Input material »
PR #3146, opened 2018-05-11
Feature/rollups  randi508bugs

randi274:
# Critical Changes

# Changes
- Updated widths on filter group page
- Refactored delete code to remove duplicate code
- Set focus instead of showHelpMessageIfInvalid message on filter group page to avoid stateful errors
- Improve save action to check for more relevant fields before saving without all fields
- Refactored delete logic in container to minimize duplicate code
- Fix for W-024385: Ensure Cancel Button Works The First Time It's Clicked
- Fix for W-024432: how to handle target and detail fields when no options are available
- Fix duplicate bug issue for detail field picklist
# Issues Closed

# New Metadata

# Deleted Metadata

### DIFF
--- a/src/classes/CRLP_RollupUI_SVC.cls
+++ b/src/classes/CRLP_RollupUI_SVC.cls
@@ -69,7 +69,7 @@ public with sharing class CRLP_RollupUI_SVC {
         @AuraEnabled public String description;
         @AuraEnabled public Integer countFilterRules;
         @AuraEnabled public Integer countRollups;
-        @AuraEnabled public String name;
+        @AuraEnabled public String recordName;
         @AuraEnabled public String recordId;
         @AuraEnabled public Boolean isDeleted;
     }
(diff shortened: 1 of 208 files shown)


src/classes/CRLP_RollupUI_SVC.cls
```diff
@@ -857,6 +859,13 @@ public with sharing class CRLP_RollupUI_SVC {
                 fieldObjectList.add(fieldObject);
             }
         }
+        /*FOR TESTING*/
```
randi274: this is in here for @dgamboni to complete testing on the warning toast when no fields are available. We'll need to create a break out bug for when the mode isn't create, but the rest is ready for testing.

force2b:
When creating a new rollup and there are no valid fields available, a nice toast is displayed. However, Save still works and the user gets an error during the save.
image

bethbrains:
image
Freshly re-deployed this branch, and I'm showing the save button as deactivated in that case...can you re-deploy and check again?

As for PSC Role Name, that is a text field and always has been, so I don't think this is an issue.

bethbrains:
image
This text needs adjusting though, to not explicitly reference a picklist. @smarovich

force2b:
@bethbrains and @randi274  I agree that the issue with the enabled save button cannot be reproduced. Strange.

I think we did discuss allowing the Soft Credit Role to go out as a plain text field instead of as a picklist for MVP. I remember the conversation, but I didn't see a work item so I created one that we should pull in after this sprint (W-024721). In the mean time, we'll need to have the documentation explain how to use the field in this format.

PR #3155, opened 2018-05-14
Feature/rollups  randi514bugs

randi274:
# Critical Changes

# Changes
- W-024722: Removed geolocation compound fields
- (Modified) W-024723: Removed "Best Year" and "Years Donated" as Operations for Picklist/Multipicklist (moved the logic into the JS) --> Removed this, and made other modifications.
- When rollup type is changed, detail field is now cleared. Prevents errors when changing rollup type and getting a save error if the detail field isn't selected.
- Date and Amount field labels being set accurately when the rollup type is changed.
- When rollup is deleted or the filter group reference is changed, the filter group list is updated to reflect the accurate count.
- (Added) When filter group is edited, the count of rollups on the filter group grid is now correct for that filter group.
- (Added) Fixed component bug where integerInput couldn't be found. To test: save rollup with and without a days back value.
- (Added) Added try/catch blocks to the CRLP_RollupUI_SVC
- (Added) When a filter group has no rollups, then a rollup is modified to use that rollup, prevent the FG from being deleted on the server side with an exception. 
# Issues Closed

# New Metadata

# Deleted Metadata


force2b:
Found this issue after adding a new filter group:
image

src/aura/CRLP_RollupsContainer/CRLP_RollupsContainerHelper.js
```diff
@@ -131,11 +131,11 @@
 
         if (context === 'rollup') {
             this.resetRollupDataGrid(cmp, list);
-            //todo: MAYBE change this to only be called when filter group is changed
-            this.requeryFilterGroups(cmp);
         } else if (context === 'filterGroup') {
             cmp.set("v.filterGroupList", list);
         }
+        //todo: MAYBE change this to only be called when filter group is changed
+        this.requeryFilterGroups(cmp);
```
randi274: @bethbrains why did this one need to be called in both contexts?

force2b:
@bethbrains  Thanks for reverting, but the options are still too limited. Though "Years Donated" is a good fit for a multi-select picklist it's not meant to be *only* for a multi-select picklist. This operation type should work for text and picklist fields as well. Generally I thought that we were treating all 3 of these types the same (Text == Picklist == Multi-Select). I was expecting that this should not be any different for these operation types. Is there a specific use-case in mind that you feel requires restrictions on these operations?

randi274:
@force2b that was the way it was written before to allow picklists/multipicklists to rollup into strings, but @njjc recommended we make the change with W-024723. We can pull this part out if you feel it's too limited and Nic agrees!

src/aura/CRLP_RollupsContainer/CRLP_RollupsContainerHelper.js
randi274: Ah jk I see why now. Thanks!

force2b:
Found this somewhat minor issue.

PR #3160, opened 2018-05-15
Rollups: Spring cleaning, realphabetizing package.xml

bethbrains:
# Critical Changes

# Changes

# Issues Closed

# New Metadata

# Deleted Metadata


src/package.xml
```diff
@@ -1,4 +1,4 @@
-<?xml version="1.0" encoding="UTF-8" standalone="yes"?>
```
njjc: I keep seeing this stupid standalone appearing and disappearing. We don't care about it, right @cdcarter ?

src/package.xml
```diff
@@ -960,6 +952,26 @@
...
+        <members>Schedulable__c.Last_Time_Run__c</members>
+        <members>Trigger_Handler__c.Active__c</members>
+        <members>Trigger_Handler__c.Asynchronous__c</members>
+        <members>Trigger_Handler__c.Class__c</members>
+        <members>Trigger_Handler__c.Load_Order__c</members>
+        <members>Trigger_Handler__c.Object__c</members>
+        <members>Trigger_Handler__c.Trigger_Action__c</members>
+        <members>Trigger_Handler__c.User_Managed__c</members>
+        <members>Trigger_Handler__c.Usernames_to_Exclude__c</members>
+        <members>Filter_Group__mdt.Description__c</members>
```
force2b: @bethbrains This is definitely not in alphabetical order (F does not come after T).

src/package.xml
```diff
@@ -1957,9 +1955,11 @@
         <members>Opportunity_Naming_Settings__c</members>
         <members>Partial_Soft_Credit__c</members>
         <members>Relationship_Sync_Excluded_Fields__c</members>
-        <members>Rollup__mdt</members>
         <members>Schedulable__c</members>
         <members>Trigger_Handler__c</members>
+        <members>Filter_Group__mdt</members>
```
force2b: Same here. The CMT objects should not come after "T".

bethbrains:
@force2b correction....this is cleaned up to how `cci task run update_package_xml` does things. Interesting discrepancies... @cdcarter ?

force2b:
@cdcarter Can you clarify what the sequence of MDT objects/fields should be in the package.xml? Historically we've always alphabetized the members by the full name (i.e., `Filter_Rule__mdt` comes before `Trigger_Handler__c`). That no longer appears to be the case. I'd like to be sure that the correct sort is to put all the CMT objects/fields at the end rather than sort alphabetically before we merge this.
@bethbrains @njjc

PR #3162, opened 2018-05-15
Feature/rollups  dupe target fix

bethbrains:
# Critical Changes

# Changes

- When a deactivated rollup is reactivated from the custom UI, its target field is checked against existing active rollups before save. If it matches one, save is blocked and helpful message is exposed to the user.

# Issues Closed

# New Metadata

# Deleted Metadata


force2b:
@bethbrains The code looks like there are more changes than just the one item listed above (such as field types), or are all those changes related to the dupe check?

bethbrains:
@force2b I accidentally rebased off Randi's branch. If that merge gets propogated down correctly, this one should functionally be only one commit.

PR #3168, opened 2018-05-16
Membership Rollups inactive if no Membership RT setting

bethbrains:
# Critical Changes

# Changes

- Membership rollups are inactive on enablement if no membership record types are defined in legacy settings

# Issues Closed

# New Metadata

# Deleted Metadata


force2b:
@bethbrains The change appears to work fine, but there is a unit test failure: https://mrbelvedereci.herokuapp.com/builds/25551/tests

Directions »
Give an exact copy of all the material above.

Answer box »
PR #3146, opened 2018-05-11
Feature/rollups  randi508bugs

randi274:
# Critical Changes

# Changes
- Updated widths on filter group page
- Refactored delete code to remove duplicate code
- Set focus instead of showHelpMessageIfInvalid message on filter group page to avoid stateful errors
- Improve save action to check for more relevant fields before saving without all fields
- Refactored delete logic in container to minimize duplicate code
- Fix for W-024385: Ensure Cancel Button Works The First Time It's Clicked
- Fix for W-024432: how to handle target and detail fields when no options are available
- Fix duplicate bug issue for detail field picklist
# Issues Closed

# New Metadata

# Deleted Metadata

### DIFF
--- a/src/classes/CRLP_RollupUI_SVC.cls
+++ b/src/classes/CRLP_RollupUI_SVC.cls
@@ -69,7 +69,7 @@ public with sharing class CRLP_RollupUI_SVC {
         @AuraEnabled public String description;
         @AuraEnabled public Integer countFilterRules;
         @AuraEnabled public Integer countRollups;
-        @AuraEnabled public String name;
+        @AuraEnabled public String recordName;
         @AuraEnabled public String recordId;
         @AuraEnabled public Boolean isDeleted;
     }
(diff shortened: 1 of 208 files shown)


src/classes/CRLP_RollupUI_SVC.cls
```diff
@@ -857,6 +859,13 @@ public with sharing class CRLP_RollupUI_SVC {
                 fieldObjectList.add(fieldObject);
             }
         }
+        /*FOR TESTING*/
```
randi274: this is in here for @dgamboni to complete testing on the warning toast when no fields are available. We'll need to create a break out bug for when the mode isn't create, but the rest is ready for testing.

force2b:
When creating a new rollup and there are no valid fields available, a nice toast is displayed. However, Save still works and the user gets an error during the save.
image

bethbrains:
image
Freshly re-deployed this branch, and I'm showing the save button as deactivated in that case...can you re-deploy and check again?

As for PSC Role Name, that is a text field and always has been, so I don't think this is an issue.

bethbrains:
image
This text needs adjusting though, to not explicitly reference a picklist. @smarovich

force2b:
@bethbrains and @randi274  I agree that the issue with the enabled save button cannot be reproduced. Strange.

I think we did discuss allowing the Soft Credit Role to go out as a plain text field instead of as a picklist for MVP. I remember the conversation, but I didn't see a work item so I created one that we should pull in after this sprint (W-024721). In the mean time, we'll need to have the documentation explain how to use the field in this format.

PR #3155, opened 2018-05-14
Feature/rollups  randi514bugs

randi274:
# Critical Changes

# Changes
- W-024722: Removed geolocation compound fields
- (Modified) W-024723: Removed "Best Year" and "Years Donated" as Operations for Picklist/Multipicklist (moved the logic into the JS) --> Removed this, and made other modifications.
- When rollup type is changed, detail field is now cleared. Prevents errors when changing rollup type and getting a save error if the detail field isn't selected.
- Date and Amount field labels being set accurately when the rollup type is changed.
- When rollup is deleted or the filter group reference is changed, the filter group list is updated to reflect the accurate count.
- (Added) When filter group is edited, the count of rollups on the filter group grid is now correct for that filter group.
- (Added) Fixed component bug where integerInput couldn't be found. To test: save rollup with and without a days back value.
- (Added) Added try/catch blocks to the CRLP_RollupUI_SVC
- (Added) When a filter group has no rollups, then a rollup is modified to use that rollup, prevent the FG from being deleted on the server side with an exception. 
# Issues Closed

# New Metadata

# Deleted Metadata


force2b:
Found this issue after adding a new filter group:
image

src/aura/CRLP_RollupsContainer/CRLP_RollupsContainerHelper.js
```diff
@@ -131,11 +131,11 @@
 
         if (context === 'rollup') {
             this.resetRollupDataGrid(cmp, list);
-            //todo: MAYBE change this to only be called when filter group is changed
-            this.requeryFilterGroups(cmp);
         } else if (context === 'filterGroup') {
             cmp.set("v.filterGroupList", list);
         }
+        //todo: MAYBE change this to only be called when filter group is changed
+        this.requeryFilterGroups(cmp);
```
randi274: @bethbrains why did this one need to be called in both contexts?

force2b:
@bethbrains  Thanks for reverting, but the options are still too limited. Though "Years Donated" is a good fit for a multi-select picklist it's not meant to be *only* for a multi-select picklist. This operation type should work for text and picklist fields as well. Generally I thought that we were treating all 3 of these types the same (Text == Picklist == Multi-Select). I was expecting that this should not be any different for these operation types. Is there a specific use-case in mind that you feel requires restrictions on these operations?

randi274:
@force2b that was the way it was written before to allow picklists/multipicklists to rollup into strings, but @njjc recommended we make the change with W-024723. We can pull this part out if you feel it's too limited and Nic agrees!

src/aura/CRLP_RollupsContainer/CRLP_RollupsContainerHelper.js
randi274: Ah jk I see why now. Thanks!

force2b:
Found this somewhat minor issue.

PR #3160, opened 2018-05-15
Rollups: Spring cleaning, realphabetizing package.xml

bethbrains:
# Critical Changes

# Changes

# Issues Closed

# New Metadata

# Deleted Metadata


src/package.xml
```diff
@@ -1,4 +1,4 @@
-<?xml version="1.0" encoding="UTF-8" standalone="yes"?>
```
njjc: I keep seeing this stupid standalone appearing and disappearing. We don't care about it, right @cdcarter ?

src/package.xml
```diff
@@ -960,6 +952,26 @@
...
+        <members>Schedulable__c.Last_Time_Run__c</members>
+        <members>Trigger_Handler__c.Active__c</members>
+        <members>Trigger_Handler__c.Asynchronous__c</members>
+        <members>Trigger_Handler__c.Class__c</members>
+        <members>Trigger_Handler__c.Load_Order__c</members>
+        <members>Trigger_Handler__c.Object__c</members>
+        <members>Trigger_Handler__c.Trigger_Action__c</members>
+        <members>Trigger_Handler__c.User_Managed__c</members>
+        <members>Trigger_Handler__c.Usernames_to_Exclude__c</members>
+        <members>Filter_Group__mdt.Description__c</members>
```
force2b: @bethbrains This is definitely not in alphabetical order (F does not come after T).

src/package.xml
```diff
@@ -1957,9 +1955,11 @@
         <members>Opportunity_Naming_Settings__c</members>
         <members>Partial_Soft_Credit__c</members>
         <members>Relationship_Sync_Excluded_Fields__c</members>
-        <members>Rollup__mdt</members>
         <members>Schedulable__c</members>
         <members>Trigger_Handler__c</members>
+        <members>Filter_Group__mdt</members>
```
force2b: Same here. The CMT objects should not come after "T".

bethbrains:
@force2b correction....this is cleaned up to how `cci task run update_package_xml` does things. Interesting discrepancies... @cdcarter ?

force2b:
@cdcarter Can you clarify what the sequence of MDT objects/fields should be in the package.xml? Historically we've always alphabetized the members by the full name (i.e., `Filter_Rule__mdt` comes before `Trigger_Handler__c`). That no longer appears to be the case. I'd like to be sure that the correct sort is to put all the CMT objects/fields at the end rather than sort alphabetically before we merge this.
@bethbrains @njjc

PR #3162, opened 2018-05-15
Feature/rollups  dupe target fix

bethbrains:
# Critical Changes

# Changes

- When a deactivated rollup is reactivated from the custom UI, its target field is checked against existing active rollups before save. If it matches one, save is blocked and helpful message is exposed to the user.

# Issues Closed

# New Metadata

# Deleted Metadata


force2b:
@bethbrains The code looks like there are more changes than just the one item listed above (such as field types), or are all those changes related to the dupe check?

bethbrains:
@force2b I accidentally rebased off Randi's branch. If that merge gets propogated down correctly, this one should functionally be only one commit.

PR #3168, opened 2018-05-16
Membership Rollups inactive if no Membership RT setting

bethbrains:
# Critical Changes

# Changes

- Membership rollups are inactive on enablement if no membership record types are defined in legacy settings

# Issues Closed

# New Metadata

# Deleted Metadata


force2b:
@bethbrains The change appears to work fine, but there is a unit test failure: https://mrbelvedereci.herokuapp.com/builds/25551/tests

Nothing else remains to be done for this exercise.